Jelas bahwa wanita bersemangat untuk berinvestasi dalam diri mereka sendiri dengan waktu dan uang mereka. Dan dengan menciptakan produk yang dapat menjawab perasaan diabaikan, menawarkan kekuatan komunitas yang dibayangkan, dan menolak norma-norma tradisional, merek dapat memanfaatkan - dan mengandalkan - wanita untuk daya belanjanya.
Ini juga merupakan jenis kekuatan yang dapat mendikte etika industri baru dan menerangi pengalaman yang terpinggirkan, sementara juga melompati CEO seperti Weiss pada "40 Under 40."
Ini juga saatnya untuk berhenti memikirkan berbelanja sebagai obsesi yang sembrono. Apakah itu benar-benar tentang mendapatkan serum hyaluronic yang sempurna, misalnya, atau apakah lebih dari sensasi akhirnya menemukan produk yang tepat di lautan kekecewaan kronis?

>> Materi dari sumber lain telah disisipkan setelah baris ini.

PR #750, opened 2026-09-20
fix(clients): keep a profile's "auto" HDR state through a UI round trip

### LINKED ISSUE #749: Client profile HDR override: "auto" is serialised as false, so saving a profile silently forces HDR off
### Describe the bug

A client profile's HDR override is tri-state in the model:

```cpp
std::optional<bool> hdr;   ///< Override HDR enable/disable for this client
```

Unset means "no override — follow what the client asks for", which is the behaviour the web UI describes. But the API the UI reads collapses that to `false`:

```cpp
// get_all_profiles_json() — what the UI sees
entry["hdr"] = profile.hdr.has_value() ? profile.hdr.value() : false;

// save_profiles_to_disk() — what is actually persisted, tri-state intact
if (profile.hdr.has_value()) entry["hdr"] = profile.hdr.value();
```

Apakah membeli celana dalam Thinx hanya tentang mendapatkan bahan yang tahan kelembaban yang ideal, atau apakah itu memungkinkan seorang wanita yang dengan tenang berjuang dengan menstruasi untuk mencoba alternatif yang lebih bebas dan merusakkan citra? Apakah kesetiaan yang dijanjikan oleh seorang wanita kulit berwarna ke Fenty Beauty hanya tentang menemukan formulasi makeup yang layak, atau apakah ini merupakan pengabdian pada merek pertama yang mengartikulasikan warna kulitnya sebagai aset alih-alih penghalang?
Dalam hal ini, janji semata-mata dari produk adalah terapi dalam dan dari dirinya sendiri. Dan wanita ingin terus menyembuhkan diri mereka sendiri.

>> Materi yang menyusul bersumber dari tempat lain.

PR #147, opened 2018-06-07
Implemented a to_fits() method

christinahedges:
I've added a `to_fits()` method to `KeplerLightCurve`. I have made it a general method of `LightCurve` and had `KeplerLightCurve` implement it with additional header keywords for instrument, detector and mission. I've also added some unit tests and a tutorial for how to write out a fits file.


lightkurve/lightcurve.py
```diff
@@ -593,9 +598,126 @@ def to_csv(self, path_or_buf=None, **kwargs):
         """
         return self.to_pandas().to_csv(path_or_buf=path_or_buf, **kwargs)
 
+    def to_fits(self, path=None, overwrite=False, **kwargs):
+        """Writes the KeplerLightCurve to a fits fileself.
```
barentsen: `fileself` => `file`

lightkurve/lightcurve.py
```diff
@@ -593,9 +598,126 @@ def to_csv(self, path_or_buf=None, **kwargs):
...
+                                 'CREATOR': "lightkurve"}
+
+            for kw in default:
+                hdu.header['{}'.format(kw).upper()] = default[kw]
+                if default[kw] is None:
+                    warnings.warn('Value for {} is None'.format(kw))
+            if 'timeobj' in self.__dir__():
+                hdu.header['DATE-OBS'] = self.timeobj.isot[0]
+            else:
+                warnings.warn('Cannot assign DATE_OBS is None')
```
barentsen: Replace `warnings.warn` with `log.warning`.  (You may have to add `log = logging.getLogger(__name__)` at the top of the module if not already there.)

lightkurve/lightcurve.py
```diff
@@ -593,9 +598,126 @@ def to_csv(self, path_or_buf=None, **kwargs):
...
+
+            if ('quarter' in self.__dir__()) and (self.quarter is not None):
+                hdu.header['QUARTER'] = self.quarter
+            elif ('campaign' in self.__dir__()) and self.campaign is not None:
+                hdu.header['CAMPAIGN'] = self.campaign
+            else:
+                warnings.warn('Cannot find Campaign or Quarter number')
```
barentsen: `warnings` => `log`

lightkurve/lightcurve.py
```diff
@@ -592,9 +600,121 @@ def to_csv(self, path_or_buf=None, **kwargs):
...
+            for kw in default:
+                hdu.header['{}'.format(kw).upper()] = default[kw]
+                if default[kw] is None:
+                    log.warn('Value for {} is None'.format(kw))
+            if ('quarter' in dir(self)) and (self.quarter is not None):
+                hdu.header['QUARTER'] = self.quarter
+            elif ('campaign' in dir(self)) and self.campaign is not None:
+                hdu.header['CAMPAIGN'] = self.campaign
+            else:
+                log.warn('Cannot find Campaign or Quarter number')
```
barentsen: I get: `DeprecationWarning: The 'warn' method is deprecated, use 'warning' instead`

christinahedges:
@mirca what do you think of this PR?

lightkurve/lightcurve.py
```diff
@@ -14,13 +17,17 @@
...
+from astropy.time import Time
 
 from .utils import running_mean
-
+from . import PACKAGEDIR
 
 __all__ = ['LightCurve', 'KeplerLightCurve', 'TessLightCurve',
            'iterative_box_period_search']
 
+log = logging.getLogger(__name__)
```
mirca: Should we declare ``log = logging.getLogger(__name__)`` on every module or should we import the one from ``__init__``? @christinahedges @barentsen

lightkurve/lightcurve.py
```diff
@@ -724,6 +843,43 @@ def to_pandas(self, columns=['time', 'flux', 'flux_err', 'quality',
...
+    def to_fits(self, path=None, overwrite=False, **kwargs):
+        """Export the KeplerLightCurve as an astropy.io.fits object.
+
+        Parameters
+        ----------
+        path : string, default None
+            File path, if None returns an astropy.io.fits object.
+        overwrite : bool
+            Whether or not to overwrite the file
+        **kwargs : dict
```
mirca: This is nitpick: usually we just use ``kwargs`` instead of ``**kwargs`` in the docstrings.

lightkurve/lightcurvefile.py
```diff
@@ -39,6 +39,16 @@ def time(self):
         """Time measurements"""
         return self.hdu[1].data['TIME'][self.quality_mask]
 
+    @property
+    def ra(self):
+        """Time measurements"""
```
mirca: Looks like these docstrings are incompatible?

lightkurve/lightcurvefile.py
```diff
@@ -39,6 +39,16 @@ def time(self):
...
+        return self.hdu[0].header['RA_OBJ']
+
+    @property
+    def dec(self):
+        """Time measurements"""
```
mirca: same here

mirca:
This looks great to me 👍 ! I wonder if at some point we would like to have a ``FITSFactory`` class, but let's not worry about that in this PR; food for thought.

lightkurve/lightcurve.py
barentsen: The nice thing about putting `log = logging.getLogger(__name__)` at the top of every module is that it allows you to control the stream handler and verbosity at the module-level.  It also allows you to print the origin of the log message (e.g. `lightkurve.targetpixelfile`).

lightkurve/lightcurve.py
barentsen: I'm fixing this and changing it from `kwargs` to `extra_data`, which is what it is.

lightkurve/lightcurve.py
mirca: awesome!

lightkurve/lightcurve.py
```diff
@@ -626,9 +634,118 @@ def to_csv(self, path_or_buf=None, **kwargs):
...
+            for kw in default:
+                hdu.header['{}'.format(kw).upper()] = default[kw]
+                if default[kw] is None:
+                    log.warning('Value for {} is None.'.format(kw))
+            if ('quarter' in dir(self)) and (self.quarter is not None):
+                hdu.header['QUARTER'] = self.quarter
+            elif ('campaign' in dir(self)) and self.campaign is not None:
+                hdu.header['CAMPAIGN'] = self.campaign
+            else:
+                log.warning('Cannot find Campaign or Quarter number.')
```
gully: to_fits resides in `LightCurve`, which should be unaware of Campaign or Quarter.  Recommend turning off the warning.

Issue #145, opened 2018-06-07
lightkurve should have a logger


christinahedges:
There should be a lightkurve logger that we can use to print error messages and warnings to the users.

barentsen:
Agreed!  I think it should be a very lightweight wrapper around Pythons built-in `logging` module.

christinahedges:
Yeah I recommend we use logging too, it doesn't even really need a wrapper you just need to great an object and then use it for warnings/info/debug messages

christinahedges:
Fixed in #150

PR #150, opened 2018-06-09
Introduce a default logger to lightkurve

barentsen:
This PR simplifies logging by introducing a default logger. (Addresses #145.)

### DIFF
--- a/lightkurve/__init__.py
+++ b/lightkurve/__init__.py
@@ -1,8 +1,14 @@
 #!/usr/bin/env python
 # -*- coding: utf-8 -*-
 from __future__ import absolute_import
+
 import os
 PACKAGEDIR = os.path.abspath(os.path.dirname(__file__))
+
+import logging
+log = logging.getLogger(__name__)
+log.addHandler(logging.StreamHandler())
+
 from .version import __version__
 from .prf import *
 from .lightcurve import *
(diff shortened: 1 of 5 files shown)


barentsen:
The purpose of this PR is to avoid having to have `verbose` arguments.  Instead, to make lightkurve verbose you'd execute:
```
lightkurve.log.setLevel('DEBUG')
```
and to make it quiet you'd execute:
```
lightkurve.log.setLevel('ERROR')
```

For example, this will be silent:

Tetapi kita juga harus mengakui bahwa terapi belanja semacam ini juga berisiko mengalami marginalisasi pengalaman hidup yang dieksploitasi sebagai strategi penjualan.
Weiss dan kawan-kawannya bergantung pada narasi-narasi kewanitaan yang umum ini untuk menjaga minat pada produk mereka. Apa yang terjadi ketika keluhan perempuan yang berkembang diarahkan pada merek-merek yang dianggap ramah perempuan ini?

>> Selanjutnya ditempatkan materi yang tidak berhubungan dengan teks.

PR #151, opened 2018-06-10
Resolve MAST API source confusion (fixes #148)

### LINKED ISSUE #148: Downloading target from archive returns data for a different, nearby star
It's trying so hard to do a good job, but accidentally grabs a star 4 arcsec away (both have defined and downlinked apertures, which happen to touch each other)

```
from lightkurve import KeplerTargetPixelFile, LightCurve
tpf = KeplerTargetPixelFile.from_archive(6507433, quarter=8)


> Found 1 File(s)
> Downloading URL https://mast.stsci.edu/api/v0/download/file?uri=mast:Kepler/url/missions/kepler/target_pixel_files/0065/006507427/kplr006507427-2011073133259_lpd-targ.fits.gz to ./mastDownload/Kepler/kplr006507427_lc_Q011111111111111111/kplr006507427-2011073133259_lpd-targ.fits.gz ...

```
The star it gets is one pixel away from the one I want. My guess is that there's a radius search behind the scenes, and there's some bad conversations to and from RA and Dec and it's not accounting for the fact that it knows the true KIC of the target I want? But that's just a guess on my part.

Still <3 Lightkurve!

barentsen:
This PR will fix #148.  The first commit adds a failing unit test that reproduces @benmontet's problem.

### DIFF
--- a/lightkurve/tests/test_mast.py
+++ b/lightkurve/tests/test_mast.py
@@ -143,3 +143,14 @@ def test_verbosity(capfd):
     tpf = KeplerTargetPixelFile.from_archive(5728079, quarter=1, verbose=False)
     out, err = capfd.readouterr()
     assert len(out) == 0
+
+
+@pytest.mark.remote_data
+def test_source_confusion():
+    # Regression test for issue #148.
+    # When obtaining the TPF for target 6507433, @benmontet noticed that
+    # a target 4 arcsec away was returned instead.
+    # See https://github.com/KeplerGO/lightkurve/issues/148
+    desired_target = 6507433
+    tpf = KeplerTargetPixelFile.from_archive(desired_target, quarter=8)
+    assert tpf.keplerid == desired_target
--- a/lightkurve/tests/test_mast.py
+++ b/lightkurve/tests/test_mast.py
@@ -38,11 +38,9 @@ def test_search_kepler_tpf_products():
         assert(len(ca) == len(cb))
         assert(~np.any(ca['description'] == cb['description']))
         assert(~np.any(ca['dataURI'] == cb['dataURI']))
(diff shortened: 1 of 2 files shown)


barentsen:
I managed to fix #148 by passing the KIC ID to MAST as the `target_name` instead of the `objectname`, but a side-effect of this fix is that the command below now returns 1 instead of 2 tpfs, because the KIC ID is no longer resolved to coordinates:
```
KeplerTargetPixelFile.from_archive(5728079, cadence='long', radius=60, quarter=1, targetlimit=2)
```

...this gives us an extra reason to separate the conesearch into a separate function.

lightkurve/tests/test_mast.py
```diff
@@ -93,12 +91,12 @@ def test_kepler_tpf_from_archive():
...
-    # If we ask for a nearby target, it should only give back one extra with the same quarter.
+    # Ask for one extra nearby target
     tpfs = KeplerTargetPixelFile.from_archive(
-        5728079, cadence='long', radius=60, quarter=1, targetlimit=2)
+        "GJ 9827", cadence='long', radius=60, campaign=12, targetlimit=2)
     assert(isinstance(tpfs, list))
     assert(isinstance(tpfs[0], KeplerTargetPixelFile))
-    assert(tpfs[0].quarter == tpfs[1].quarter)
+    assert(tpfs[0].campaign == tpfs[1].campaign)
     assert(tpfs[0].keplerid != tpfs[1].keplerid)
```
christinahedges: Why did this unit test change? It looks like just the target has changed not purpose of the test?

christinahedges:
Looks good, I think we should work cone search in ASAP to avoid confusion.

christinahedges:
@barentsen there is a merge conflict with the test from #150 . Once you fix this please merge, we need @benmontet to be a happy customer.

Gagasan bahwa wanita pada akhirnya "dianggap serius" tidak dapat dimulai dan diakhiri dengan penilaian satu miliar dolar, tetapi lebih dengan perasaan bahwa merek menghargai komunikasi yang tulus dengan mereka yang kehidupan dan keinginannya membentuk produk dan kesuksesan mereka.
Bagi wanita yang melihat merek yang diciptakan dengan citra mereka sendiri - lahir dari pengalaman dan keinginan mereka - keterikatan mereka dengan DNA produk dapat dipahami. Untuk memutuskan ikatan itu, Anda mengambil risiko laci lain penuh dengan janji-janji yang rusak, hanya untuk diganti di declutter berikutnya.
Merek-merek ini mungkin telah membangun reputasi dalam mendengarkan. Bagi wanita, pembicaraan belum berakhir.
Victoria Sands adalah penulis lepas dari Toronto.